Whether they look down at earth, to the side at our solar system, or up into deep space, satellites are ingenious packages, jam-packed with technology, that help in answering all kinds of scientific questions. Right at this cutting edge of science and technology, the new Leiden-Delft-Erasmus minor Space Missions is for any science student with an interest in aerospace.
‘It is easy for scientists to think of satellites as tiny dots with virtually unlimited capabilities, circling the earth, waiting for interesting questions that need to be answered,’ says Jasper Bouwmeester, lecturer Space Engineering at TU Delft and initiator of the new Space Missions minor. ‘But it takes a lot of back and forth to translate a scientific question into instruments, components and orbits – the language spoken by engineers.’
The new minor Space Missions is a crash course into the science carried out with satellites and the underlying technology, culminating in a mission assignment carried out in a multidisciplinary team in which the students learn to overcome differences in culture and perspectives. ‘We provide a strong academic basis in astronomy, earth observation, planetary sciences, and satellite technology, because we want to cater to more than just students in aerospace engineering and astronomy. The aerospace sector is growing rapidly and also needs physicists, electrical engineers, you name it.’

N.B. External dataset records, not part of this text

PR #153, opened 2026-07-14
feat(notify): deliver summary notifications as octo/v1 cards (#150 worker side)

### LINKED ISSUE #150: 总结完成通知支持点击跳转到总结详情页
总结完成后的通知目前不能点击直接跳转到总结详情页。

希望：在同一个页面中，点击某一条「总结完成」的通知，能直接跳转到该总结对应的详情页。

Ranwanglc:
## Summary
Switches smart-summary terminal-state notifications (completed/failed) from a plain-text DM to the octo-server **structured card** path introduced by octo-server #579/#580 (`POST /v1/internal/notify` `card` field). smart-summary sends raw fields only; octo-server owns card layout/labels and the `/s/{task_no}?sp={space_id}` deep link.

Closes #150 (worker side). Pairs with octo-web `/s/:taskNo` route (separate PR) and the smart-summary `task_no` detail lookup (separate PR).

## Why
The old plain text appended an unreachable `/summary/detail?taskId=` link. Moving to the server card gives a real "查看详情" button whose deep link (`/s/{task_no}?sp=`) opens the detail page once the web route lands.

## Info parity (owner requirement: card must carry no less than the text)
- The server card has no dedicated space-name field, so the **space name is folded into the card title**: `空间「X」·<title>` / `空间「X」总结` / `<title>` / `总结`.
- completed: title(+space), 时间范围, 参与成员, 消息数量, 生成时间, + 查看详情 button.
- failed: title(+space), 失败原因 (sanitized).
- `members`/`msg_count` omitted when `<=0`; `reason` is failed-only (`omitempty`).

## Behavior preserved
- `payload` and `card` are mutually exclusive — a card send omits `payload` entirely.
- claim/markSent/markFailed/Sweep dedup state machine unchanged; the sweep **redeliver** path also sends the card (no stale text).
- Failure reason still goes through the error sanitizer.

## Deployment prerequisites — required env vars (unchanged from #135, listed for completeness)
| Var | Default | Effect if unset |
|---|---|---|
| `SUMMARY_NOTIFY_ENABLED` | `false` | Master switch. Off ⇒ notifier=nil, terminal callback returns early, **no notification at all** (silent; dev only warns). |
| `SUMMARY_NOTIFY_TOKEN` | — | `X-Internal-Token` for `/v1/internal/notify`; must equal octo-server `NOTIFY_INTERNAL_TOKEN`. Prod fatal / dev warn if missing while enabled. |
| `OCTO_API_URL` | — | internal-notify delivery target. Empty ⇒ notifications disabled (warning). |
| `APP_ENV` | `dev` | `prod` ⇒ fatal on missing token; `dev` ⇒ warn. |

Card deep link origin is owned by **octo-server** (`external.webLoginURL`, must be https) — a non-https value degrades the card to plain text server-side. `SUMMARY_WEB_BASE_URL` on the worker is now unused by the link (retained for config compat).

## Testing
`go build ./...` clean; `go test ./internal/notify/... ./internal/worker/... -count=1` green. Tests assert card shape, title folding, wire omission of `reason`/`members`/`msg_count`, payload absence on card sends, and the sanitized failure path. Independently re-verified + adversarially reviewed (2 review rounds, clean).

### DIFF
--- a/internal/notify/client.go
+++ b/internal/notify/client.go
@@ -37,13 +37,24 @@ type Deliverer interface {
 }
 
 // SendMessageRequest is the state-machine-internal message shape. deliver()
-// fills ChannelID with the recipient uid, ChannelType=WireChannelDM, and Payload
-// with the IM-recognized shape {type:1, content:text, space_id?}. The
-// InternalNotifyDeliverer forwards Payload verbatim into the NotifyReq.
+// fills ChannelID with the recipient uid, ChannelType=WireChannelDM, and Card
+// with the octo-server notification card fields.
 type SendMessageRequest struct {
 	ChannelID   string         `json:"channel_id"`
 	ChannelType int            `json:"channel_type"`
-	Payload     map[string]any `json:"payload"`
+	Payload     map[string]any `json:"payload,omitempty"`
+	Card        *notifyCard    `json:"card,omitempty"`
+}
+
+type notifyCard struct {
+	TaskNo      string `json:"task_no"`
+	Kind        string `json:"kind"`
+	Title       string `json:"title"`
+	TimeRange   string `json:"time_range,omitempty"`
+	Members     int    `json:"members,omitempty"`
+	MsgCount    int    `json:"msg_count,omitempty"`
+	GeneratedAt string `json:"generated_at,omitempty"`
+	Reason      string `json:"reason,omitempty"`
 }
 
 // oboReservedKeys are OBO markers that must never appear in a payload.
@@ -73,7 +84,8 @@ type notifyReq struct {
 	Event    string         `json:"event"`
 	Targets  []string       `json:"targets"`
 	ActorUID string         `json:"actor_uid"`
-	Payload  map[string]any `json:"payload"`
+	Payload  map[string]any `json:"payload,omitempty"`
+	Card     *notifyCard    `json:"card,omitempty"`
 }
 
 const (
@@ -91,7 +103,7 @@ const (
 type InternalNotifyDeliverer struct {
 	baseURL string
 	token   string
-	// webBaseURL builds the result link folded into payload.result_url. Empty => omitted.
+	// Kept for constructor compatibility; card deep links are built server-side.
 	webBaseURL string
 	client     *http.Client
 }
@@ -120,21 +132,17 @@ type notifyResp struct {
 	Filtered  map[string]string `json:"filtered"`
 }
 
-// SendMessage posts one recipient's message to /v1/internal/notify. Payload is
-// forwarded verbatim: octo-server passes it straight to the IM message builder,
-// which requires the {type:1, content} shape — reshaping it here would render an
-// empty message under a 2xx and silently lose the notification.
+// SendMessage posts one recipient's message to /v1/internal/notify.
 func (d *InternalNotifyDeliverer) SendMessage(ctx context.Context, spaceID string, msg SendMessageRequest) error {
 	if payloadHasOBOReserved(msg.Payload) {
 		return fmt.Errorf("notify payload contains forbidden OBO reserved field")
 	}
-	// Copy so appending result_url never mutates the caller's payload.
-	payload := make(map[string]any, len(msg.Payload)+1)
-	for k, v := range msg.Payload {
-		payload[k] = v
-	}
-	if d.webBaseURL != "" {
-		payload["result_url"] = d.webBaseURL
+	var payload map[string]any
+	if msg.Card == nil && len(msg.Payload) > 0 {
+		payload = make(map[string]any, len(msg.Payload))
+		for k, v := range msg.Payload {
+			payload[k] = v
+		}
 	}
 
 	// NotifyReq.space_id is required (binding); fall back to payload.space_id.
@@ -152,6 +160,7 @@ func (d *InternalNotifyDeliverer) SendMessage(ctx context.Context, spaceID strin
 		Targets:  []string{msg.ChannelID}, // single recipient — keep per-uid granularity
 		ActorUID: "",
 		Payload:  payload,
+		Card:     msg.Card,
 	}
 	return d.post(ctx, notifyEndpoint, req, msg.ChannelID)
 }
--- a/internal/config/config.go
+++ b/internal/config/config.go
@@ -126,8 +126,7 @@ type Config struct {
 	// summary_notification.last_error. Prod + NotifyEnabled but empty => startup
 	// fatal (fail-fast on misconfig); dev only warns.
 	NotifyInternalToken string
-	// SummaryWebBaseURL is the base for a result link in the notification text.
-	// Empty => no link appended.
+	// SummaryWebBaseURL is retained for compatibility; the server card path builds deep links.
 	SummaryWebBaseURL string
 	// AppEnv is the deployment environment ("prod" | "dev"). Drives the
 	// prod-fatal / dev-warn handling of a missing NotifyInternalToken.
--- a/internal/notify/notify.go
+++ b/internal/notify/notify.go
@@ -173,8 +173,8 @@ func (n *Notifier) deliverToRecipient(task model.SummaryTask, kind, errMsg strin
 	}
 
 	// 2) Build + deliver.
-	text := n.buildText(task, kind, errMsg)
-	deliverErr := n.deliver(task.ID, target, text)
+	card := n.buildCard(task, kind, errMsg)
+	deliverErr := n.deliver(task.ID, target, card)
 
 	// 3) Persist outcome.
 	if deliverErr == nil {
@@ -247,7 +247,7 @@ func (n *Notifier) claimRetry(taskID int64, kind, uid string) (bool, error) {
 	return res.RowsAffected == 1, nil
 }
 
-func (n *Notifier) deliver(taskID int64, target deliveryTarget, text string) error {
+func (n *Notifier) deliver(taskID int64, target deliveryTarget, card notifyCard) error {
 	ctx, cancel := context.WithTimeout(context.Background(), 15*time.Second)
 	defer cancel()
 
@@ -270,24 +270,10 @@ func (n *Notifier) deliver(taskID int64, target deliveryTarget, text string) err
 			return fmt.Errorf("ensureFriend: %w", err)
 		}
 	}
-	// octo-server identifies a plain-text bot message by its ContentType enum
-	// (type=1=Text) carrying the body in "content"; a bare {"text":...} payload is
-	// not recognized and renders as an empty/unopenable message. Send the
-	// server-recognized shape instead.
-	//
-	// summary is registered as a system bot, so its messages must carry space_id:
-	// octo-server's filterPersonMessagesBySpace drops a system-bot message whose
-	// payload has an empty space_id (it would otherwise be unopenable in the UI).
-	// Include space_id only when known, to hit the "exact match keep" branch and
-	// avoid regressing the empty-SpaceID case.
-	payload := map[string]any{"type": 1, "content": text}
-	if target.SpaceID != "" {
-		payload["space_id"] = target.SpaceID
-	}
 	msg := SendMessageRequest{
 		ChannelID:   target.ChannelID,
 		ChannelType: target.ChannelType,
-		Payload:     payload,
+		Card:        &card,
 	}
 	if err := n.deliverer.SendMessage(ctx, target.SpaceID, msg); err != nil {
 		return fmt.Errorf("sendMessage: %w", err)
@@ -298,14 +284,10 @@ func (n *Notifier) deliver(taskID int64, target deliveryTarget, text string) err
 // recipientIsActiveMember reports whether uid is an active member (status=1) of
 // an active Space (status=1), mirroring octo-server's space.CheckMembership.
 //
-// Why this matters: for a system-bot DM, octo-server only adopts the X-Space-ID
-// header (and thus injects the authoritative payload.space_id) when the
-// RECIPIENT is an active member of that Space. If they are not, the server
-// STRIPS space_id yet still returns 200 — the message is then dropped by
-// filterPersonMessagesBySpace and the user silently never sees it, while the
-// worker would otherwise record it as "sent". Pre-checking here turns that
-// silent loss into an explicit delivery failure (retried/visible), instead of a
-// false success.
+// Why this matters: octo-server only binds a system-bot DM to a Space when the
+// recipient is an active member of that Space. If they are not, the server may
+// still return 200 while the user never sees the message. Pre-checking here
+// turns that silent loss into an explicit delivery failure.
 //
 // Conservative failure mode: on a nil imDB or a query error we return true
 // (do NOT block delivery) — the server-side CheckMembership still guards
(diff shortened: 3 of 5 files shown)


Jerry-Xin (approved):
Clean, well-tested worker-side migration from plain-text notify payloads to structured octo/v1 `card` fields; delivery semantics, error sanitization, and degraded-path behavior are all preserved.

## 🔴 Blocking
None.

## 💬 Non-blocking
- `internal/notify/notify.go:406` — `buildText` now has **no production callers** (delivery + redeliver both call `buildCard`; only `notify_test.go` still exercises it). It's effectively legacy/dead code kept alive by tests. Consider dropping it (and its helpers if they become unused) in a follow-up to avoid the two render paths drifting, or keep it deliberately as the fallback and add a one-line comment saying so.
- `internal/worker/processor.go:130` — comment still says sanitization happens "inside notify.buildText"; the single render point for the card path is now `sanitizedFailureReason`. Stale comment worth updating so future readers trace the right function.
- `internal/notify/client.go` `SendMessage` — the `spaceID == "" → payload["space_id"]` fallback is now inert for card sends (payload is nil). That's fine because `deliver()` passes `target.SpaceID` directly, but the fallback branch is dead for the card path; a short note or removal would reduce confusion.
- `internal/config/config.go` — `SummaryWebBaseURL` is now "retained for compatibility" but still wired through the constructor in `cmd/summary-worker/main.go`. Fine for this PR; flag for eventual cleanup once the server card path is the only consumer.

## ✅ Highlights
- Failure-reason sanitization is correctly preserved: `buildCard` routes through `sanitizedFailureReason` (same `errorSanitizer` + hardcoded safe fallback), and the regression tests assert no raw markers (`dial tcp`, DSN creds, IPs) leak into `card.Reason` on both the synchronous and sweep/redeliver paths.
- Wire-shape discipline: `Payload` and `Card` are mutually exclusive with `omitempty`; tests assert card sends omit `payload` entirely and completed cards omit `reason`/non-positive `members`/`msg_count` on the wire.
- `foldedTitle` has full nil/empty coverage (space+title / space-only / title-only / default "总结"), with degraded-path tests for nil imDB and missing space row that confirm delivery is never blocked.
- Card fields are a typed struct (no arbitrary map), so JSON escaping is native and layout/deep-link ownership moves cleanly server-side — no worker-side injection surface.
- Test suite thoroughly rewritten to match the card shape rather than deleted.

internal/notify/client.go
```diff
@@ -120,21 +132,17 @@ type notifyResp struct {
...
 	}
-	// Copy so appending result_url never mutates the caller's payload.
-	payload := make(map[string]any, len(msg.Payload)+1)
-	for k, v := range msg.Payload {
-		payload[k] = v
-	}
-	if d.webBaseURL != "" {
-		payload["result_url"] = d.webBaseURL
+	var payload map[string]any
+	if msg.Card == nil && len(msg.Payload) > 0 {
```
OctoBoooot, line 141: **[praise]** Clean mutual exclusion: the payload map is only built when `Card == nil`, and both fields are `omitempty` on the wire, so a card send never emits a stale `payload` — and the worker/notify tests assert the wire body omits it. Combined with sending raw typed card fields (octo-server owns layout), this removes the client-side string-interpolation-into-markup risk the old text path carried.

OctoBoooot (approved):
## Review: feat(notify): deliver summary notifications as octo/v1 cards (#153)

**Verdict:** Approve

Clean, well-tested refactor from a plain-text DM to a structured `card` field, with genuine information parity and no injection surface. Functional CI is fully green (Build/Vet/Lint/Test/Test-race-cgo/osv/secret-scan). The only red check is `check-sprint` (governance — maintainer clears out-of-band); `mergeStateStatus` stays BLOCKED until it passes. Approving on code.

Risk tier: normal.

## Parity checked
The PR claims "info parity" and "behavior preserved" — verified base→head:
- **Fields**: the plain text carried title(+space), 时间范围, 参与成员, 消息数量, 生成时间, and a detail link. The card carries `Title` (folded space via the same `resolveSpaceName`), `TimeRange`, `Members`, `MsgCount`, `GeneratedAt` (same `resultMeta`/`participantCount` sources), plus `TaskNo` for the server-built deep link. Failed: text had title + sanitized 失败原因; card has `Title` + `Reason` via the **same** sanitizer (refactored into the shared `sanitizedFailureReason`, used by both `buildCard` and the legacy `buildText`). No field lost.
- **The one removed capability** — the worker-built `/summary/detail?taskId=` link — was the *unreachable/broken* one this change intentionally replaces with octo-server's `/s/{task_no}` button. Documented, and an improvement, not a silent regression.
- **space_id**: previously folded into `payload.space_id` for octo-server's system-bot filter; now passed as the top-level `NotifyReq.space_id` (required binding) via `SendMessage(ctx, target.SpaceID, …)`. Same authoritative value, cleaner path. The `recipientIsActiveMember` silent-drop pre-check is unchanged.
- **State machine**: claim/markSent/markFailed/Sweep and the `redeliver` path are untouched except for building a card instead of text — the worker test confirms sweep/redeliver also sends a card with the sanitized reason (no raw-error leak).

### Praise
- `payload`/`card` are cleanly mutually exclusive — both `omitempty` on the wire structs and enforced in `SendMessage` (payload map only built when `Card == nil`), so a card send never emits a stale `payload`, and the test asserts the wire body omits it. Sending raw typed fields and letting octo-server own layout removes the client-side string-interpolation-into-markup risk entirely (JSON marshaling handles escaping). Folding the failure sanitizer into one shared `sanitizedFailureReason` used by both the card and legacy-text paths means the scrub can't drift between them. Tests assert exact card shape, title-folding across all four branches (space+title / space / title / neither), omitempty for non-positive counts + failed-only reason, and payload absence — reverting the feature would fail them.

### Not a merge signal
`mergeStateStatus` BLOCKED on `check-sprint` (governance). Approved on code; the sprint gate must still clear.

mochashanyao (approved):
[Octo-Q · automated review]

---

# Code Review — PR #153 (octo-smart-summary)

## Summary

This PR migrates summary notification delivery from plain-text messages (`{type:1, content:text}` payload) to structured octo/v1 notification cards (`notifyCard`). The `buildCard` function replaces `buildText` as the production render path, carrying structured fields (task number, title, time range, member count, message count, generated-at timestamp, failure reason) that the server renders as a card UI with deep links. The legacy `buildText` is retained but no longer called from production code. The failure-reason sanitization is extracted into `sanitizedFailureReason`, shared between the new `buildCard` and the legacy `buildText`. Tests are updated to assert against the card struct rather than raw payload text. The sweep/redeliver path is correctly migrated to `buildCard`.

## Verification

Static analysis only at head `a90329b2298f2861dedb24f914eaa9a558a344fc`; build and tests not executed in this environment.

- ✅ **Data flow tracing** — `buildCard` consumes `task.TaskNo`, `kind` (from `kindForStatus`), `foldedTitle` (from `resolveSpaceName` + `task.Title`), `formatTimeRange` (from `task.TimeRange{Start,End}`), `resultMeta` (from `summary_result` table), `participantCount` (from `summary_participant`), and `sanitizedFailureReason` (from `errMsg` via `errorSanitizer`). All sources traced to DB queries or function parameters; all degrade gracefully on nil DB / query error / zero values.
- ✅ **Deliver path** — `deliver()` builds `SendMessageRequest{Card: &card}` with nil `Payload`. `InternalNotifyDeliverer.SendMessage` correctly passes `Card` to `notifyReq.Card` and omits `Payload` (omitempty). `space_id` is carried in `notifyReq.SpaceID` (from the function arg `target.SpaceID`), not in `Payload` — correct for the card contract.
- ✅ **Sweep/redeliver path** — `redeliver()` at `internal/notify/notify.go:692` uses `buildCard` and follows the same `buildCard → deliver → mark` flow. The R3 regression test (`TestSweep_RedeliverSanitizesRawError`) asserts `card.Reason` on both synchronous and sweep paths.
- ✅ **AUTH/VISIBILITY unchanged** — No changes to `X-Internal-Token` auth, `EnsureFriend` precondition, `recipientIsActiveMember` pre-check, or space membership filtering. All guard logic is unchanged; only the message payload format changed.
- ✅ **Dedup/retry unchanged** — `claim`, `claimRetry`, `claimStalePending`, `markSent`, `markFailed`, and the sweep logic are untouched. The card migration does not affect the state machine.
- ✅ **OBO guard safe on nil payload** — `payloadHasOBOReserved(nil)` iterates zero times and returns false. Safe.
- ✅ **`omitempty` on card zero-values** — `Members int`, `MsgCount int`, `Reason string` all have `omitempty`; zero/empty values are correctly omitted from JSON wire output. Tests assert this explicitly.

## Findings

### P2 — Stale `buildText` references in comments (`internal/notify/notify.go:459`)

It takes a lot of back and forth to translate a scientific question into satellite instruments, components and orbits
Deep space
Matthew Kenworthy, associate professor at Leiden Observatory, is looking forward to offering astronomy to students who would otherwise not be exposed to such knowledge. ‘Right now, it is the James Webb Space Telescope that grabs all the attention,’ he says. ‘It will look at the beginning of the universe, but there are so many other interesting questions to answer: star formation, exoplanets, are we alone in the universe. How do we get to the minimum working satellite that will answer these questions? We combine the strengths of Leiden University and TU Delft to help students understand this whole process.’
Earth observation
Earth observation is another hot topic in space science. ‘Looking down, rather than up, these satellites are used for improving climate models, for disaster management such as wildfires and flooding, and for monitoring dikes, icecaps and farmland,’ says Stef Lhermitte, assistant professor at the department of Geoscience & Remote Sensing. ‘My course will teach students how to translate a geophysical process you would like to understand into a signal that can be measured by a satellite. What can various parts of the electromagnetic spectrum teach us about earth’s processes?’
The aerospace sector is growing rapidly and also needs physicists, electrical engineers, you name it.
Mission assignment
The mission assignment is where it all comes together. ‘This is where students learn to balance various requirements,’ Bouwmeester says. ‘High resolution images require a large satellite. But if you need nearly continual data, you may be better off with a swarm of cubesats. A higher resolution also means more data, requiring more power to transmit this data to earth. Space missions are almost always a compromise.’
Most importantly, the mission assignment will teach the students that the path from user requirements to mission requirements is anything but a one-way street. Kenworthy: ‘There is a lot of human interaction in which you need to challenge and negotiate with similarly highly motivated people. Collaboration is key. This is the case when designing a telescope on earth, and ten times more so when you build something for space.’
The mission assignment is where students learn to balance various requirements and perspectives
Use-cases for the mission assignments will be supplied by external mission clients such as the European Space Agency (ESA) or the Netherlands Institute for Space Research (SRON). ‘The use-cases will focus on questions that still need answering. Take ocean plastic, for example. Can we track this from space? Does it require a low-earth orbit? Or take the detection life-bearing molecules next to distant stars. Does it require a spectrograph, special cooling perhaps?’
Science and private space
Like a previous minor on space flight, Bouwmeester expects that the limit of sixty students will be quickly reached once enrolment starts in March. Space, after all, is exciting, adventurous. And don’t worry if you’re not a die-hard scientist. ‘We focus on space missions for scientific purposes such as pursued by ESA or ESTEC,’ Kenworthy says. ‘But the minor is general enough to also allow students to go into private space.’